**Task item:** Starting at the line that contains "Fix broken links in the default template" and ending at the line that contains "PR #734, opened 2021-11-27", the lines below are to be given again exactly, with nothing added.

**Records for the task:**

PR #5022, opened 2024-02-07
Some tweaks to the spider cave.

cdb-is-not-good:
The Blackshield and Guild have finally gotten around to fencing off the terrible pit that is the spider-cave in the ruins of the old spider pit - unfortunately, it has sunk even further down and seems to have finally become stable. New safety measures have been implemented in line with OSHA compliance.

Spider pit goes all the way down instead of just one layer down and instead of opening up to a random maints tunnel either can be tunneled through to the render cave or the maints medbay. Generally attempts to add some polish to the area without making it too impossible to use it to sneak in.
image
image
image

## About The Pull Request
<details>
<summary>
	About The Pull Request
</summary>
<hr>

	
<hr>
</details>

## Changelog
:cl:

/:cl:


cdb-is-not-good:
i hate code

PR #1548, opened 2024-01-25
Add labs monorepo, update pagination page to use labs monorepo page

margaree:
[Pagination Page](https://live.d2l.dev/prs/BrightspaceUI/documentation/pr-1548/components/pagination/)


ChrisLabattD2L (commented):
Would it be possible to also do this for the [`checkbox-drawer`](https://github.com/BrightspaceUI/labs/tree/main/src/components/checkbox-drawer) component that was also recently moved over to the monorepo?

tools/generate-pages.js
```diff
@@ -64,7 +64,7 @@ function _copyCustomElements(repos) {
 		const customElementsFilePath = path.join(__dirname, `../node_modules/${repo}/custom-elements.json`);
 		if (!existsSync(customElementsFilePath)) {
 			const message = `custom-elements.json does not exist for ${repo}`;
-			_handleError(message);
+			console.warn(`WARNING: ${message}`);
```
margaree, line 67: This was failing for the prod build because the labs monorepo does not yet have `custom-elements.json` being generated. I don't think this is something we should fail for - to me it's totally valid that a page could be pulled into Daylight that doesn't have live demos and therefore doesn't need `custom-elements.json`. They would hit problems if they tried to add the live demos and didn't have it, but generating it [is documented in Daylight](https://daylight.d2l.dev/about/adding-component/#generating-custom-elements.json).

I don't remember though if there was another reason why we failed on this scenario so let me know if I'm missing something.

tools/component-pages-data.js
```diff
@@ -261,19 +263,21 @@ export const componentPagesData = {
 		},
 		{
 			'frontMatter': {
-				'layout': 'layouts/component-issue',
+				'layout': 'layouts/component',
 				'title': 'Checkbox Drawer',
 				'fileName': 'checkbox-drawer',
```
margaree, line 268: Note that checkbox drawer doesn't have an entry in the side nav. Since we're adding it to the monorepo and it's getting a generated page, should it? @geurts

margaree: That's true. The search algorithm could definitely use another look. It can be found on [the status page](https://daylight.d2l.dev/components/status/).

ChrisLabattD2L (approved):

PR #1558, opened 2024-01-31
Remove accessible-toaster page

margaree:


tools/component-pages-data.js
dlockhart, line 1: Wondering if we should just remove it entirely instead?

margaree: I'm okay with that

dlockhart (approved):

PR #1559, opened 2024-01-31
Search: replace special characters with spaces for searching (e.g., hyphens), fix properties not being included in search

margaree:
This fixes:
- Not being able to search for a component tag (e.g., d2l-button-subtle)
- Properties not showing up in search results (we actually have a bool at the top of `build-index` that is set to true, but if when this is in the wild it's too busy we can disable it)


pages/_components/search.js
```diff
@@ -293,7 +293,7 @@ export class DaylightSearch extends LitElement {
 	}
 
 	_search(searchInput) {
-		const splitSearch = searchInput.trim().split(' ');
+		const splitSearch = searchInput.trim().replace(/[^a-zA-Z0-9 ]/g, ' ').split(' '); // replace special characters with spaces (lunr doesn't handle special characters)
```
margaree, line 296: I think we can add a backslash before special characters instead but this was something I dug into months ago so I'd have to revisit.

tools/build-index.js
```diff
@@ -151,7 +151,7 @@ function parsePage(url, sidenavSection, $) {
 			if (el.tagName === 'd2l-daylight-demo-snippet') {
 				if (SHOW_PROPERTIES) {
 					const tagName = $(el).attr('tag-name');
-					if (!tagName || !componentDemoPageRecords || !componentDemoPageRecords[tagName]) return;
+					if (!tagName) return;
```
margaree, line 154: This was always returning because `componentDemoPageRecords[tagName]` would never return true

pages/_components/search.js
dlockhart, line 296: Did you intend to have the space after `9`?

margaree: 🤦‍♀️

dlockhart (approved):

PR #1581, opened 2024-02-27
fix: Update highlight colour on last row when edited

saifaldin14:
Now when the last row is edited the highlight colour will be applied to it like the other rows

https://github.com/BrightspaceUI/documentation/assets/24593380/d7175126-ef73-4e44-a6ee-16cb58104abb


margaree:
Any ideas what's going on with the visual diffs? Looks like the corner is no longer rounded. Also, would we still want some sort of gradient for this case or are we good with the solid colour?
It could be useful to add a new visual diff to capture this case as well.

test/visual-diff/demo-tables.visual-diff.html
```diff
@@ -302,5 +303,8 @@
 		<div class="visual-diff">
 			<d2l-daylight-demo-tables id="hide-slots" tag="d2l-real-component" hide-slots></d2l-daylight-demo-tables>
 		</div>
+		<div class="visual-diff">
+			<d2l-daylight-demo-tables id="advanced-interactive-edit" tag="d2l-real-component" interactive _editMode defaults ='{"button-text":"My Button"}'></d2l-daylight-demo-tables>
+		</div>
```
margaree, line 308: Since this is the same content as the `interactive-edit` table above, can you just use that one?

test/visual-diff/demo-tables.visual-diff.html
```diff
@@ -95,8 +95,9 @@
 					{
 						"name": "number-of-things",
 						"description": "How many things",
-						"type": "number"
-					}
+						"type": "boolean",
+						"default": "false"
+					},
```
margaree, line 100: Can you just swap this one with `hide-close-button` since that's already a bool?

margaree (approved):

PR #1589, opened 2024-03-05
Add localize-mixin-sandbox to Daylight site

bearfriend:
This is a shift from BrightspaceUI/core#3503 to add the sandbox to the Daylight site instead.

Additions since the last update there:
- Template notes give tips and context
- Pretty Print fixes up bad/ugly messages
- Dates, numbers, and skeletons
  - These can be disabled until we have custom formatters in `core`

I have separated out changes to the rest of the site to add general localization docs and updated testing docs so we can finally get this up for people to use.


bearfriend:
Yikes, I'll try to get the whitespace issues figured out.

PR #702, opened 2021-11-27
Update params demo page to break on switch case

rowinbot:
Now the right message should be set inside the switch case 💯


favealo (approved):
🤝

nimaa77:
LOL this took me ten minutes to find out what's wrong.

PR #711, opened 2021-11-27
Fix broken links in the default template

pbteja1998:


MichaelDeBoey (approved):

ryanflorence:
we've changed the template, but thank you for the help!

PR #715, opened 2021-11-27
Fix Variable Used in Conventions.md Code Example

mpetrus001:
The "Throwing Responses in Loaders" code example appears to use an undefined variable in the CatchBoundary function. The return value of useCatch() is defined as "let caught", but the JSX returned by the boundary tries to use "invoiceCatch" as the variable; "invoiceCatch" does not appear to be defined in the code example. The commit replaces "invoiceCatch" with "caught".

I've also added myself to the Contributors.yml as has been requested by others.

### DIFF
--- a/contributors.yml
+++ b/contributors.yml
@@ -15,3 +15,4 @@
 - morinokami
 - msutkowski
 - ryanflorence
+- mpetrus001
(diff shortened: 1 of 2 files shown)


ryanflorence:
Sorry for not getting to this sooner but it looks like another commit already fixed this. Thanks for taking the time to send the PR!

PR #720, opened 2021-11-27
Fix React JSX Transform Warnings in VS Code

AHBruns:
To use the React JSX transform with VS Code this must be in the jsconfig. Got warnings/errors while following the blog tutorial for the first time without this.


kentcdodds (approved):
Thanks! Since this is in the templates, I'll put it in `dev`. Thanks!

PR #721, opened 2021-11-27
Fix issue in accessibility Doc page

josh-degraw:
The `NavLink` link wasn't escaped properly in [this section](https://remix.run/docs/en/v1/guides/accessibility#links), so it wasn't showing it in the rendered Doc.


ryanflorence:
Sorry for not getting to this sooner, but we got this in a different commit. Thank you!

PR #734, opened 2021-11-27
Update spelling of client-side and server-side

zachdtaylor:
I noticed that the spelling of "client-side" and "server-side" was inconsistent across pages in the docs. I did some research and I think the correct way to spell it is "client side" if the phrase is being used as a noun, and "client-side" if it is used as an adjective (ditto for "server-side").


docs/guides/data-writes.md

**Result of this exercise:**
Fix broken links in the default template

pbteja1998:


MichaelDeBoey (approved):

ryanflorence:
we've changed the template, but thank you for the help!

PR #715, opened 2021-11-27
Fix Variable Used in Conventions.md Code Example

mpetrus001:
The "Throwing Responses in Loaders" code example appears to use an undefined variable in the CatchBoundary function. The return value of useCatch() is defined as "let caught", but the JSX returned by the boundary tries to use "invoiceCatch" as the variable; "invoiceCatch" does not appear to be defined in the code example. The commit replaces "invoiceCatch" with "caught".

I've also added myself to the Contributors.yml as has been requested by others.

### DIFF
--- a/contributors.yml
+++ b/contributors.yml
@@ -15,3 +15,4 @@
 - morinokami
 - msutkowski
 - ryanflorence
+- mpetrus001
(diff shortened: 1 of 2 files shown)


ryanflorence:
Sorry for not getting to this sooner but it looks like another commit already fixed this. Thanks for taking the time to send the PR!

PR #720, opened 2021-11-27
Fix React JSX Transform Warnings in VS Code

AHBruns:
To use the React JSX transform with VS Code this must be in the jsconfig. Got warnings/errors while following the blog tutorial for the first time without this.


kentcdodds (approved):
Thanks! Since this is in the templates, I'll put it in `dev`. Thanks!

PR #721, opened 2021-11-27
Fix issue in accessibility Doc page

josh-degraw:
The `NavLink` link wasn't escaped properly in [this section](https://remix.run/docs/en/v1/guides/accessibility#links), so it wasn't showing it in the rendered Doc.


ryanflorence:
Sorry for not getting to this sooner, but we got this in a different commit. Thank you!

PR #734, opened 2021-11-27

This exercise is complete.